**Problem statement:** Nothing but a number should be given: the count of lines in the data that include the string "analyzer".

**Exercise input:**
Issue #671, opened 2025-09-11
Should I put a modified Hamilton module in the Hamilton resource folder or in 'custom'


har1eyk:
I 3d printed adapters to fit on the `PLT_CAR_L5AC" carrier`. Seen in grey in the image below.
The adapters accept a `Hamilton_MFX_plateholder_DWP_metal_tapped` module.
I'd like to add a resource for these adapters. 

Should I make a new module like ` Hamilton_MFX_plateholder_DWP_metal_tapped_SHORTER` in `/pylabrobot/resources/hamilton/mfx_modules.py`?

Or, should  I make a folder like `custom` under folder `resources` to house the many 3d prints that will augment Hamilton module heights?

<img width="689" height="468" alt="Image" src="https://github.com/user-attachments/assets/773742c6-bb0a-4dd1-bfac-3c0e2536bfce" />

rickwierenga:
Will you share the stl file so it's easy for people to use it? If so, yes in custom but ideally some company/institution folder where you created this.

If it's entirely custom to you, it should go in your own codebase

rickwierenga:
Sick design btw

har1eyk:
Done. Link to .stl shared on our favorite forum. ;)
Adapters for Hamilton Carrier 188039 - 3D Printing - Lab Automation Forums
<https://labautomation.io/t/adapters-for-hamilton-carrier-188039/6561>

rickwierenga:
Awesome

it would be good to copy those instructions and files into the repo so we don't have to rely on an external server to host these

rickwierenga:
hey @har1eyk are you still working on this? anything I can do to help?

har1eyk:
Thanks for reaching out and offering to help, @rickwierenga . Will you tell me where to put the 3d files?

rickwierenga:
it would be great to create a folder for your company/institution in https://github.com/PyLabRobot/pylabrobot/tree/main/pylabrobot/resources and then have an stl with the same name as your resource definition.

it seems the bars are screwed into the `DWP_metal_tapped` part? if so, I would propose modeling them as one resource since we don't have a standalone `DWP_metal_tapped` definition afaik. So the total definition would be a `ResourceHolder` with the child location and size_z different from other mfx resource holders but otherwise equivalent (I think they are the same xy size right?)

har1eyk:
You can close this issue. Discussion continues in PR, https://github.com/PyLabRobot/pylabrobot/pull/720

PR #720, opened 2025-10-17
Add custom height hamilton module 3d print

har1eyk:
This PR is the result of a discussion about how to include custom 3d prints, https://github.com/PyLabRobot/pylabrobot/issues/671


rickwierenga:
very cool, thank you for the PR!

instead of a `custom` folder, let's find a different name because what's "custom"? I suggest your institution name or your own name.

har1eyk:
`custom` folder removed and institutional, `grindbio`, folder provided.

BioCam:
I really like this!

Small suggestion:
Having the contributing PLR-using company at the level of OEMs in the PLR Resource Library is confusing to newcomers who are searching for pre-integrated resources to purchase.

I recommend one subfolder in resources, maybe called `diy`, then move the PLR-using companies folders that contribute diy resources there:

```go
resources
- agenbio
- agilent
- alpaqua
- bioer
- boekel
- celltreat
- cellvis
- corning
- diy
  - grindbio
     - mfx_plateholders.py
-eppendorf 
...
```

I think this would make it much easier for people to distinguish what resources they can create themselves (based on the files and information shared by the contributing PLR-using company, as demonstrated in this PR), and what people can purchase directly from OEMs.

har1eyk:
Good suggestion, @BioCam . I like this idea. 

@rickwierenga , what do you think of this idea? Shall I nest `grindbio` under a `diy` folder? This organization would be clearer for new members and differentiate "purchasable" vs "DIY-able".

rickwierenga:
Convinced, go for it

har1eyk:
Thanks for your thoughts, @rickwierenga . Ready to merge!

rickwierenga:
thanks @har1eyk for the first DIY labware in plr:main! historic, and hopefully we will get many more

thanks @BioCam for the suggestion to put it under diy!

rickwierenga:
@har1eyk you should make a post on the announcements board! https://discuss.pylabrobot.org/c/announcements

PR #721, opened 2025-10-18
Correct CellTreat_12_troughplate_15000ul_Vb

fderop:
won't load otherwise since circular wells (default arg) don't accept diff x/y dim


rickwierenga:
thanks!

PR #724, opened 2025-10-22
hamilton star: support both core gripper types

rickwierenga:
support both core gripper types:

```
deck = HamiltonSTARDeck(
  core_grippers = "1000uL-5mL-on-waste" # "1000uL-at-waste"
)
```

only the `1000uL-5mL` ("on waste") variant was supported in PLR. Now we also support the `1000uL` "at waste" variant

image
image

### DIFF
--- a/pylabrobot/resources/hamilton/hamilton_decks.py
+++ b/pylabrobot/resources/hamilton/hamilton_decks.py
@@ -439,7 +439,9 @@ class HamiltonSTARDeck(HamiltonDeck):
     with_trash: bool = True,
     with_trash96: bool = True,
     with_teaching_rack: bool = True,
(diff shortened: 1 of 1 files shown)


rickwierenga:
in the unit test you can see we previously had an inconsistent location for the core grippers: pickup was correct but not drop

- ya: 124.0 -> 125.0 (as pickup already was)
- yb: 106.5 -> 107.0 (as drop already was)

rickwierenga:
relevant context: @BioCam fixed the x location in https://github.com/PyLabRobot/pylabrobot/pull/710/

rickwierenga:
also deleting `no_teaching_rack` and `no_trash` that we deprecated in https://github.com/PyLabRobot/pylabrobot/pull/347 last January

PR #730, opened 2025-10-24
Add check to core grippers

fderop:


pylabrobot/liquid_handling/backends/hamilton/STAR_backend.py
```diff
@@ -5193,6 +5193,10 @@ def _get_core_front_back(self):
       )
       * 10
     )
+    assert (
+      back_channel_y_center > front_channel_y_center
+    ), "back_channel_y_center must be greater than front_channel_y_center"
+    assert front_channel_y_center > 60, "front_channel_y_center must be less than 6mm (60 [0.1mm])"
```
BioCam, line 5199: @fderop, should this say `"front_channel_y_center must be bigger than 6mm (60 [0.1mm])"` ?

Also, should we add an "upper bound check" for the `back_channel_y_center` in addition to this "lower bound check" for the `front_channel_y_center`,  based on the never changing y-range of the channels?

Screenshot 2025-09-06 at 15 29 16 copy

fderop: i believe so - @rickwierenga hacked my account and pushed this commit from there

fderop: > Also, should we add an "upper bound check" for the `back_channel_y_center` in addition to this "lower bound check" for the `front_channel_y_center`, based on the never changing y-range of the channels?

oh yes sounds like a good idea

PR #732, opened 2025-10-25
fragment analyzer

xbtu2:
agilent fragment analyzer backend. this does interact with vendor software running on a windows computer that connects to the instrument. is this allowed?


rickwierenga:
Why not have a firmware interface?

xbtu2:
a firmware interface is possible but the ccd camera involved in capturing capillary image seems to be tricky to deal with. i thought this could be a solution for the time being. conceptually, there is not much difference between this and a machine with an embedded windows system exposing a tcp interface

rickwierenga:
the main problem is not windows itself (exactly as you mentioned), but it's highly correlated with the actual problem which is that these interfaces are not simple atomic apis. This particular interface seems mostly based on `run_method` and `set_ladder_file`. I am not super familiar with this class of machine, so correct me if I'm wrong, but this seems to offload protocol logic to a proprietary interface which makes making a universal API impossible. Is the plate geometry relevant at all? If so, how is it defined?

> ccd camera

does this run over the same interface? the cytation uses a flir camera, for which existing drivers exist

rickwierenga:
the proprietary software is a second problem. we can't host these files in this repo, so in case people have the machine but not the computer for some reason things get complicated. this might not be a problem for every machine necessarily, but it's not great

xbtu2:
ok i will submit another pr in the future for a firmware based interface

rickwierenga:
looking forward! closing this then.

PR #807, opened 2026-01-02
Error message when connecting to ambiguous FTDI device

BioCam:


rickwierenga:
tested and verified on vspin

pylabrobot/io/ftdi.py
```diff
@@ -28,61 +38,168 @@ def __init__(self, device_id: str, action: str, data: str):
...
+        f"VID:PID {vid_string}:{pid_string}, "
+        f"device_id {self._device_id}. "
+      )
+
+    if len(candidates) > 1:
+      raise RuntimeError(
+        f"Multiple FTDI devices found with specified criteria: "
+        f"VID:PID {vid_string}:{pid_string}, "
+        f"device_id {self._device_id}. "
+        f"Please specify the device_id parameter explicitly with the serial number of the desired device."
```
BioCam, line 157: This should show the candidates that were found to give actionable error information to the user

pylabrobot/io/ftdi.py
```diff
@@ -28,61 +38,168 @@ def __init__(self, device_id: str, action: str, data: str):
...
+    """Initialize the FTDI device connection with device resolution."""
+    if self._dev is not None and not self._dev.closed:
+      self._dev.close()
     try:
-      self.dev.open()
+      # Resolve which device to connect to
+      self._device_id = self._resolve_device_serial()
+
+      # Create and open device
+      self._dev = Device(lazy_open=True, device_id=self.device_id)
```
BioCam: The code section that adds the vid pid to search for has been completely removed in this version.
It could be added to the USB_PID_LIST/USB_VID_LIST directly, or given here as attributes to let pylabftdi handle the addition.
I would prefer explicit handling in pylabrobot for clarity

pylabrobot/io/ftdi.py
rickwierenga: all candidates will have the same information (pid, vid, serial)

pylabrobot/io/ftdi.py
rickwierenga: good catch, fixed in https://github.com/PyLabRobot/pylabrobot/pull/807/commits/30579635dcb5dda0bceeaa7449179cdab2de6f89

the list thing was always kind of a hack, you are not supposed to edit the internal constants of a library. I just didnt know better when adding that first in the clariostar backend. the Device parameter is the proper way to do it.

PR #812, opened 2026-01-07
add acceleration parameters `STAR` 96-head Y & Z movement; firmware-specific handling; park & move to safe; query 96 head config

BioCam:


rickwierenga:
very interesting stuff! I marked it as a draft, please mark as ready when ready

rickwierenga:
what do you think about naming all these methods with a `head96_` eg `park_96head` -> `head96_park`?

this way they will all show up nicely in autocomplete when typing `.head96_`

rickwierenga:
> what do you think about naming all these methods with a head96_ eg park_96head -> head96_park?

I am doing this

rickwierenga:
thanks @BioCam !

PR #815, opened 2026-01-09
Add NEST 2.2mL U-bottom deep well plate resource

jemancuso:


pylabrobot/resources/nest/plates.py
```diff
@@ -172,3 +173,34 @@ def nest_12_troughplate_15000uL_Vb(name: str) -> Plate:
...
+    size_z=41.85,  # from spec
+    lid=None,
+    model=NEST_96_wellplate_2200uL_Ub.__name__,
+    ordered_items=create_ordered_items_2d(
+      Well,
+      size_x=8.0,  # from spec (inner well width)
+      size_y=8.0,  # from spec (inner well length)
+      size_z=39.30,  # from spec
+      dx=9,  # measured
+      dy=7.5,  # measured
```
rickwierenga: it is actually possible to calculate dx from the drawing:

the space between the plate edge and center of wells in the first column is given as 14.05. `dx` means to left of the well, not center, so subtract half the plate width. 14.05 - 8 / 2 = 10.05.

If dx=9 works better for you, that's fair, sometimes the drawings are not accurate, but worth checking.

Same for dy.

pylabrobot/resources/nest/plates.py
```diff
@@ -172,3 +173,34 @@ def nest_12_troughplate_15000uL_Vb(name: str) -> Plate:
...
+      dz=2.3,  # measured
```
rickwierenga: this actually appears to be given as 2.55

rickwierenga:
thank you for the update @jemancuso !

PR #816, opened 2026-01-09
consistent liquid_surface_no_lld kwarg between aspirate and dispense on star

ben-ray:
liquid_surface_no_lld determines the starting position of an aspirate or dispense on a STAR when not using LLD

This PR will break implementations that fixed the string inconsistency using `liquid_surfaces_no_lld` as an aspirate kwarg and `liquid_surface_no_lld` for dispense on the STAR backend.

Ultimately we should decide on `liquid_surfaces_no_lld` or `liquid_surface_no_lld`, and use the same string for both aspiration and dispense. I prefer `liquid_surface_no_lld` because this is an exact string match to the firmware documentation.


rickwierenga:
thanks!

PR #841, opened 2026-01-26
add inheco odtc backend

ben-ray:
vibe-coded in 3 hours with gemini, tested against our 96w inheco ODTC and works

will need to be expanded to different model ODTCs (like 384)

The ODTC user flow is quite different from other thermal cyclers and as a result this backend is a little odd.

Before starting any PCR, you must first run a PreMethod for 7-10 minutes until the device is homogenously at temperature.
After PreMethod, you upload an xml protocol to the device (which is saved under a unique name until you delete it), which must have the same starting temp of your PreMethod.

If, by default, we decide to erase all methods in memory on the ODTC every time we write a new method, we could immediately upload and start a method containing a ramp from the current temp to the next temp you want to be, enabling set_block_temp and set_lid_temp to not be PreMethods and take <10 minutes

### DIFF
--- a/docs/user_guide/01_material-handling/thermocycling/inheco-odtc.ipynb
+++ b/docs/user_guide/01_material-handling/thermocycling/inheco-odtc.ipynb
@@ -39,7 +39,21 @@
    "execution_count": null,
    "metadata": {},
    "outputs": [],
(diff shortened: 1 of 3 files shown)


rickwierenga:
thanks for contributing this!

just confirmed basic methods work on our 384 well odtc

our 96 well odtc has some kind of problem, even the inheco software cannot find the ip. I will try again tomorrow

running a method gives

```
RuntimeError: command ExecuteMethod failed: 11 Invalid command parameter.
Method variant does not match the connected hardware variant: 3840000
Parameter name: methodName
```

not entirely unexpected

rickwierenga:
added an example notebook, start of docs

rickwierenga:
thanks!

rickwierenga:
merged as "experimental" given #894 might make breaking changes compared to your version. I am working on merging that right now

ben-ray:
#894 is much more complete, thx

**Exercise answer:** 2